ジョエル・オースチン牧師が多くの人に希望と意志を伝えたように、僕自身が’前向きウイルス’になって人に笑いを与えたい。
それが僕にたくさんのことを教えてくれ助けてくれた人々に恩返しができる幸せなことだからだ。
③この世に無謀な挑戦はない
BIGBANGとしてデビューして盛んな活動を広げながら、一つの考えが頭に浮かんだ。

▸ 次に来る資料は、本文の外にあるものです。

PR #542, opened 2019-09-26
 PHPCompatibility fix: pass encoding to htmlspecialchars() et al functions

jrfnl:
## Summary

* _N/A_

(well, unless anyone ever reported a bug about this, but chances of that are small as it would only really come into play when using UTF-8 characters in the images titles and captions in combination with PHP < 5.4)

From the PHP 5.4 changelogs:
> The default character set for htmlspecialchars() and htmlentities() is now UTF-8, instead of ISO-8859-1.

While _most_ of the WP world uses the WP default `utf-8` character encoding, this can be changed, so to be on the safe side, one should always pass the encoding to functions affected by it.

Refs:
* https://www.php.net/manual/en/migration54.other.php
* https://www.php.net/manual/en/function.htmlentities.php#refsect1-function.htmlentities-changelog
* https://www.php.net/manual/en/function.htmlspecialchars.php#refsect1-function.htmlspecialchars-changelog

## Test instructions

**_Only for die-hard testers_**

On `trunk`:
* Make sure you have both PHP 5.2/5.3 and a higher PHP version installed.
* Make sure the WP install is on UTF-8.
* Add a news item with an image with a title and a caption using UTF-8 characters - think something in Russian or Chinese would be good.
* View the news image sitemap on both PHP versions.
    In PHP 5.2/5.3, the texts will be "weird", i.e. contain wrongly encoded characters. In the higher PHP version all should be fine.

Rinse & repeat with this branch and all should be good on both PHP versions.

### DIFF
--- a/classes/sitemap-images.php
+++ b/classes/sitemap-images.php
@@ -175,15 +175,16 @@ class WPSEO_News_Sitemap_Images {
 		 */
 		$src = apply_filters( 'wpseo_xml_sitemap_img_src', $src, $this->item );
 
+		$encoding      = get_bloginfo( 'charset' );
 		$this->output .= "\t<image:image>\n";
-		$this->output .= "\t\t<image:loc>" . htmlspecialchars( $src ) . "</image:loc>\n";
+		$this->output .= "\t\t<image:loc>" . htmlspecialchars( $src, ENT_COMPAT, $encoding, false ) . "</image:loc>\n";
 
 		if ( ! empty( $img['title'] ) ) {
-			$this->output .= "\t\t<image:title>" . htmlspecialchars( $img['title'] ) . "</image:title>\n";
+			$this->output .= "\t\t<image:title>" . htmlspecialchars( $img['title'], ENT_COMPAT, $encoding, false ) . "</image:title>\n";
 		}
 
 		if ( ! empty( $img['alt'] ) ) {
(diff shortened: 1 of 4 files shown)


andizer:
CR done 👍 

With that specific charset set in WordPress I would expect there is a WordPress equivalent for it like `wp_htmlspecialchars`. Is it something that is useful to have in WordPress or it is too minor?

jrfnl:
> With that specific charset set in WordPress I would expect there is a WordPress equivalent for it like wp_htmlspecialchars. Is it something that is useful to have in WordPress or it is too minor?

Don't get me started on consistent charset handling with WP Core.... whole different story and sh*tloads which needs to be improved. :scream:
Luckily with the new minimum PHP version of 5.6, the PHP `Intl` extension is now available, so that could be used to make those improvement if anyone dares to take up the mantle...

Re: `wp_htmlspecialchars()` - I'm not aware of a WP function for this (doesn't mean it doesn't exist), but it not that relevant for Core now the minimum PHP version is 5.6, which defaults to `utf-8`.

For a number of functions the default changed in PHP 5.4, for `iconv` and `mbstring`, the default changed in PHP 5.6, so the problem in this case is largely superseded by the new minimum PHP version, though passing `$encoding` should still always be the recommended best practice.

Not super helpful as an answer, but hopefully gives you enough context ? :grimacing:

PR #274, opened 2023-02-02
Make FakeExec safe for concurrency

artemvmin:
**What type of PR is this?**
/kind feature

This PR adds a mutex to the FakeExec struct.

The real executor shares no state between [osexec.Command()](https://github.com/kubernetes/utils/blob/391b47cb40296348795a867f38db2827a3099ce0/exec/exec.go#L102) calls. Meanwhile, [FakeExec](https://github.com/kubernetes/utils/blob/391b47cb40296348795a867f38db2827a3099ce0/exec/testing/fake_exec.go#L48) shares all the state stored on the struct.

I am working with a CSI driver that uses a single object for all provisioning calls. This change will allow me to test its behavior when calls are made concurrently.

This change is backwards compatible, since the existing behavior is undefined (and nondeterministic) for concurrent calls.

**Release note**:
```
The FakeExec test double is now safe for concurrency.
```

### DIFF
--- a/exec/testing/fake_exec.go
+++ b/exec/testing/fake_exec.go
@@ -20,6 +20,7 @@ import (
 	"context"
 	"fmt"
 	"io"
+	"sync"
 
 	"k8s.io/utils/exec"
 )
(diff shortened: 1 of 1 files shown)


exec/testing/fake_exec.go
```diff
@@ -81,6 +87,9 @@ func (fake *FakeExec) CommandContext(ctx context.Context, cmd string, args ...st
 
 // LookPath is for finding the path of a file
 func (fake *FakeExec) LookPath(file string) (string, error) {
+	fake.mu.Lock()
```
apelisse, line 90: Can this lead to a lock ordering inversion or even just a recursive lock?

artemvmin: `Command()` and `LookPath()` don't explicitly call each other. This means that once either function acquires a lock, it will be able to finish and unlock. Still, the caller could embed one method inside the other, which would cause deadlock.

I went ahead and tightened the lock to only the section violating the invariant, i.e. when CommandCalls is incremented and CommandScript accessed non-atomically.

There's still the implication that the fields in the fake object shouldn't be modified while it's being used in a concurrent context, but there are easier ways to make a brittle test.

apelisse: Thanks, I would also at least mention this in the documentation for the function that the risk exists.

artemvmin: Good idea. Done.

apelisse:
/approve

@msau42 do you mind re-applying lgtm?

Thanks!

PR #280, opened 2023-05-10
add generic methods for integer package

logicalhan:
**What type of PR is this?**

> /kind cleanup

Generics were introduced in go 1.18, we're at 1.20 so we can start using them in the utils package.

**Release note**:
```
IntMax,IntMin,Int32Max,Int32Min,Int64Max,Int64Min are now deprecated, please use `Max` or `Min` instead.
```

### DIFF
--- a/integer/integer.go
+++ b/integer/integer.go
@@ -16,7 +16,29 @@ limitations under the License.
 
 package integer
 
+// number is a constraint that permits any signed type, or any unsigned type
+type number interface {
+	~int | ~int8 | ~int16 | ~int32 | ~int64 | ~uint | ~uint8 | ~uint16 | ~uint32 | ~uint64 | ~uintptr
+}
+
+// Max returns the maximum of the params
+func Max[E number](a, b E) E {
+	if b > a {
+		return b
+	}
+	return a
+}
+
+// Min returns the minimum of the params
+func Min[E number](a, b E) E {
+	if b < a {
+		return b
+	}
+	return a
+}
+
 // IntMax returns the maximum of the params
+// Deprecated: please use Max
 func IntMax(a, b int) int {
 	if b > a {
 		return b
@@ -25,6 +47,7 @@ func IntMax(a, b int) int {
 }
 
 // IntMin returns the minimum of the params
+// Deprecated: please use Min
 func IntMin(a, b int) int {
 	if b < a {
 		return b
@@ -33,6 +56,7 @@ func IntMin(a, b int) int {
 }
 
 // Int32Max returns the maximum of the params
+// Deprecated: please use Max
 func Int32Max(a, b int32) int32 {
 	if b > a {
 		return b
@@ -41,6 +65,7 @@ func Int32Max(a, b int32) int32 {
 }
 
 // Int32Min returns the minimum of the params
+// Deprecated: please use Min
 func Int32Min(a, b int32) int32 {
 	if b < a {
 		return b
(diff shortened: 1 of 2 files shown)


logicalhan:
/retest

(I'm a bit confused by this test failure)

liggitt:
this may be the first time apidiff has run since https://github.com/kubernetes/utils/pull/243 merged, and I'm not sure it is handling diffing of generic APIs correctly :-/

it was happy when the generic APIs were new, but looks like it fails to understand a no-op to them

liggitt:
looks like apidiff added generics support in https://go-review.googlesource.com/c/exp/+/411076 but I'm not sure if this is exposing an edge it didn't handle

logicalhan:
> this may be the first time apidiff has run since https://github.com/kubernetes/utils/pull/243 merged, and I'm not sure it is handling diffing of generic APIs correctly :-/

Ha, I was just looking at apidiff code, it must be a bug.

integer/integer.go
```diff
@@ -16,7 +16,29 @@ limitations under the License.
 
 package integer
 
+// number is a constraint that permits any floating-point type, any signed type, or any unsigned type
+type number interface {
+	~float32 | ~float64 | ~int | ~int8 | ~int16 | ~int32 | ~int64 | ~uint | ~uint8 | ~uint16 | ~uint32 | ~uint64 | ~uintptr
```
thockin, line 21: Why do we handle float types in package `integer` ?

"numeric" ?  "mathutil"?  Something else?  Or don't handle float?

thockin: Another option is to make a new package and just alias - `var IntMax = numeric.Max[int]` if you want to keep floats

integer/integer_test.go
```diff
@@ -242,3 +245,27 @@ func TestRoundToInt32(t *testing.T) {
 		}
 	}
 }
+
+func TestMin(t *testing.T) {
+	if min := Min(math.MinInt, 0); min != math.MinInt {
```
thockin, line 250: Should we have Uint test cases?  I know it's kind of silly...

thockin (commented):
Thanks!

/lgtm
/approve

/hold 

if you want to add uint cases, else remove hold

integer/integer_test.go
logicalhan: Eh, doesn't hurt. Added.

integer/integer.go
logicalhan: Nah, I think this is probably fine. If we needed it, I imagine someone would have created a float library by now.

thockin:
Thanks!

/lgtm
/approve

integer/integer.go
```diff
@@ -16,7 +16,29 @@ limitations under the License.
 
 package integer
 
+// number is a constraint that permits any signed type, or any unsigned type
+type number interface {
+	~int | ~int8 | ~int16 | ~int32 | ~int64 | ~uint | ~uint8 | ~uint16 | ~uint32 | ~uint64 | ~uintptr
+}
```
MadhavJivrajani, line 22: Introducing a user-defined constraint here will continue breaking CI till https://github.com/golang/go/issues/60911 is fixed.
See: https://github.com/kubernetes/utils/issues/284

MadhavJivrajani (changes requested):
/hold

MadhavJivrajani:
@logicalhan -- I see that GH workflows can't be retriggered after 30 days of its initial run, I think you'll have to push an empty commit to retrigger a run here :/
The job is back on its feet fwiw.

logicalhan:
This PR is going to be obsolete actually due to https://tip.golang.org/ref/spec#Min_and_max.

PR #281, opened 2023-05-31
feat: Add LockWithContext method to keymutex

DerekTBrown:
**What type of PR is this?**
 /kind feature

- As implemented, `KeyMutex` doesn't provide cancellation/timeout functionality. This results in poor behavior (unnecessary lock contention), and increases the complexity of the required caller implementation (caller must determine whether to immediately return lock if context is cancelled, etc). 
- This PR introduces a `LockWithContext` method to `KeyMutex`, which allows callers to more gracefully implement acquisition cancellation/timeouts.
- In order to implement this behavior, this PR migrates the underlying synchronization primitive from a `Mutex` to a `chan`.  This is required because `Mutex` doesn't have support for `select` or other conditional acquisition (timeouts) short of polling.

This is a new feature. Please let me know if I need to create a corresponding issue.

**Release note**:
```

```

### DIFF
--- a/keymutex/hashed.go
+++ b/keymutex/hashed.go
@@ -56,7 +56,7 @@ func (km *hashedKeyMutex) LockKey(id string) {
 
 // Tries to acquire the associated lock within the timeframe,
 // returns true if lock is acquired, false otherwise.
-func (km *hashedKeyMutex) LockKeyWithContext(id string, ctx context.Context) bool {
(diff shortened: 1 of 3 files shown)


DerekTBrown:
@MadhavJivrajani I updated the PR to pass the linter. `apidiff` is failing only because I am adding a public API:

```
FAIL: k8s.io/utils/keymutex contains incompatible changes:
- KeyMutex.LockKeyWithContext: added
```

What are the next steps for reviewing/approving this change?

Issue #284, opened 2023-06-21
Broken CI job: apidiff


MadhavJivrajani:
The apidiff job is broken since the merge of https://github.com/kubernetes/utils/pull/243

I don't think its anything to do with the PR itself, but more to do with how apidiff handles things.
I've filed an issue for this with a potential root cause: https://github.com/golang/go/issues/60911

One of 2 can be done here:
- We wait for the release branches to be bumped to go1.20 (which I think is in progress https://github.com/kubernetes/release/issues/2815#issuecomment-1560435556) and then bump `utils` to go1.20 and then update `sets` to use `comparable`.
- Revert https://github.com/kubernetes/utils/pull/243 till we bump to go1.20 or apidiff gets a fix that we can consume (whichever happens first).

IMO we should revert for now to ensure the CI is in good shape for when we need to fix something here to mitigate a test flake/failure in something like k/k.

/cc @logicalhan 
/cc @cpanato (in case you have an estimate yet on the go1.20 bumps of release branches)

MadhavJivrajani:
There is a fix open for `apidiff`: https://go-review.googlesource.com/c/exp/+/505276
On installing `apidiff` with this patch, it seems to fix the problem 🎉 
```
❯ make verify-apidiff
GO111MODULE=on ./hack/verify-apidiff.sh -r master
Inspecting API of master...
Comparing with master...
Ignoring internal package k8s.io/utils/internal/third_party/forked/golang/golang-lru
Ignoring internal package k8s.io/utils/internal/third_party/forked/golang/net
❯ echo $?
0
```

dims:
thanks for chasing this @MadhavJivrajani

MadhavJivrajani:
https://github.com/golang/go/issues/60911 is resolved now 🎉 

Created https://github.com/kubernetes/test-infra/pull/30048
Once merged, we can start retriggering the workflows here.

MadhavJivrajani:
/close
Job is back on its feet.

PR #285, opened 2023-06-21
Revert "add generic sets to utils"

MadhavJivrajani:
Reverts kubernetes/utils#243
On account of https://github.com/kubernetes/utils/issues/284

/hold


MadhavJivrajani:
/close 
just realised can't revert since we've merged the API in already

PR #286, opened 2023-07-07
Ensure set.Equal() compares the two set lengths

skitt:
**What type of PR is this?**

/kind bug

set.Equal() currently checks the length of the owning set against itself, so a.Equal(b) returns true if a is a superset of b, with no further restriction.

This fixes the length check and adds unit tests to catch this case.

Fixes #

**Release note**:
```

```


logicalhan (approved):
/lgtm
/approve

PR #294, opened 2023-11-23
Align set with k/k apimachinery

skitt:
**What type of PR is this?**

/kind cleanup

This aligns the features of generic Set with the version in apimachinery. The main change is that sets can be instantiated with any comparable type, not only ordered types; as a result, SortedList() can no longer be implemented as a method, and is replaced by the List() function to match apimachinery.

Fixes #

**Release note**:
```
sets.Set accepts any comparable type; the sets.SortedList method is replaced with a sets.List function, to match the apimachinery implementation, and to allow unordered sets to be converted to ordered slices.
```


logicalhan (approved):
/lgtm
/approve

skitt:
Thanks @logicalhan! There’s a failure in apidiff but I don’t think it’s significant — the changes are expected (or bugs in apidiff).

logicalhan:
> Thanks @logicalhan! There’s a failure in apidiff but I don’t think it’s significant — the changes are expected (or bugs in apidiff).

It is significant because we don't know who's using this.

skitt:
> It is significant because we don't know who's using this.

The changes are listed as follows:

```
- KeySet: changed from func(map[E]A) Set[E] to func(map[E]A) Set[E]
- New: changed from func(...E) Set[E] to func(...E) Set[E]
- Set: changed from Set[E ordered] to Set[E comparable]
```

The first two aren’t changes. The last one is fine because comparable is a superset of ordered, so any existing `Set` will still build.

skitt:
The `apidiff` failure is

```
FAIL: k8s.io/utils/set contains incompatible changes:
- KeySet: changed from func(map[E]A) Set[E] to func(map[E]A) Set[E]
- New: changed from func(...E) Set[E] to func(...E) Set[E]
- Set: changed from Set[E ordered] to Set[E comparable]
```

The change it’s complaining about is the last one, which percolates up through the stack. But in practice I don’t think it’s a breaking API change: current code using `k/u` `Set` with an `ordered` type will compile fine with the new one, since an `ordered` type is also `comparable`.

set/set.go
```diff
@@ -17,19 +17,21 @@ limitations under the License.
 package set
```
pohly, line 17: The main obstacle for transitioning from k8s.io/apimachinery/pkg/util/sets to k8s.io/utils/set: the former uses plural and thus code has `sets.New`, the latter singular and thus would have to change imports to `sets "k8s.io/utils/set"` (ugly!) or change the code (also ugly!).

"set" is arguably the better name (there's only one set type here). Also, these files have all the commit history. Maybe we can create a mirror package `k8s.io/utils/sets` with a `typedef Set = set.Set` and function wrappers for the few functions here (`New`, `List`, `KeySet`)?

set/set.go
```diff
@@ -43,23 +45,24 @@ func (s Set[T]) Clear() Set[T] {
 }
 
 // KeySet creates a Set[E] from a keys of a map[E](? extends interface{}).
-func KeySet[E ordered, A any](theMap map[E]A) Set[E] {
+// If the value passed in is not actually a map, this will panic.
```
pohly, line 48: Okay, I bite: how can `theMap` not be a map?

PR #295, opened 2023-11-23
On Go 1.21+, use cmp.Ordered instead of a private type

skitt:
**What type of PR is this?**

/kind cleanup

Go 1.21 introduces a language-maintained constraint permitting any ordered types, use that instead of the private version defined in sets.

Fixes #

**Release note**:
```
NONE
```


logicalhan (approved):
/lgtm
/approve

skitt:
apidiff is failing with

```
FAIL: k8s.io/utils/set contains incompatible changes:
- KeySet: changed from func(map[E]A) Set[E] to func(map[E]A) Set[E]
- New: changed from func(...E) Set[E] to func(...E) Set[E]
- Set: changed from Set[E ordered] to Set[E cmp.Ordered]
```

The first two aren’t changes, and the latter is OK because `cmp.Ordered` is equivalent to `ordered`.

skitt:
@logicalhan what needs to be done regarding the apidiff failure?

PR #300, opened 2024-01-29
add  github.com/google/shlex v0.0.0-20191202100458-e7afc7fbc510 to shlex

pacoxu:
**What type of PR is this?**
https://github.com/google/shlex is archived, so we may maintain it here.

/kind cleanup

xref https://github.com/kubernetes-sigs/kustomize/issues/4963 and https://github.com/kubernetes/kubernetes/pull/114912

Since https://github.com/google/shlex is archived, we added it to unwanted dep list.
However, before we have requirements to change it, we may keep it as is.

This may be a fix later if we have new requirement on shlex.

**Release note**:
```
Add google/shlex that is archived
```

### DIFF
--- a/shlex/LICENSE
+++ b/shlex/LICENSE
@@ -1,0 +1,202 @@
+
+                                 Apache License
+                           Version 2.0, January 2004
+                        http://www.apache.org/licenses/
+
+   TERMS AND CONDITIONS FOR USE, REPRODUCTION, AND DISTRIBUTION
+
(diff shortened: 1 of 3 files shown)


pacoxu:
/close
Since https://github.com/google/shlex is archived, we added it to unwanted dep list.
However, before we have requirements to change it, we may keep it as is.

This may be a fix later if we have new requirement on shlex.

五人が共にする活動に十分に感謝して満足しているけど、ふと’僕一人で離れて活動した時、僕の力はどこまでなのか? ‘と気になった。
もし僕一人で挑戦するならばどれくらいやり遂げられるか、僕の能力をテストしてみたいという望みが出てきたのだ。
正直、上手く出来るという自信はなかったが、限界を分かってこそ克服もできるので挑戦だけはしてみたかった。
毎日願い続けた。
僕が持った才能の大きさを調べてみるきっかけが欲しいと、メンバーらに対する依存から抜け出して一度ぐらいは一人の力で立ってみたいと、ご飯を食べながら、ベッドに横になりながら、移動する車の中で..、暇が出来るたびに考えた。
チャンスが欲しいと、そしてチャンスは必ず訪れると。
そしたら本当に信じたことが現実になった。
ミュージカル(キャッツ)の出演オファーをもらったのだ。
具体的に何をしたいという考えもなく、ただ漠然とした希望を抱いただけなのに、こんなに素晴らしいことで実現されるとは!
ときめきと喜びに全身に戦慄が感じられた。
オファーを受けてから、オリジナルチームの公演を見て欲がさらに大きくなった。
2.3回繰り返してみたが、何回見ても新鮮で魅力的な公演だった。
キャラクター1つ1つが生きて動く躍動感に、椅子に座っているのに体がムズムズしてお尻が持ち上がるほどだった。
'僕があの舞台に立つことができるなんて、僕があの役を受け持つことができるなんて.. '
手の甲をつねって’これが夢か現実か? ‘確認してみるくらい信じられなかった。
ミュージカルの練習過程は楽しみの連続だった。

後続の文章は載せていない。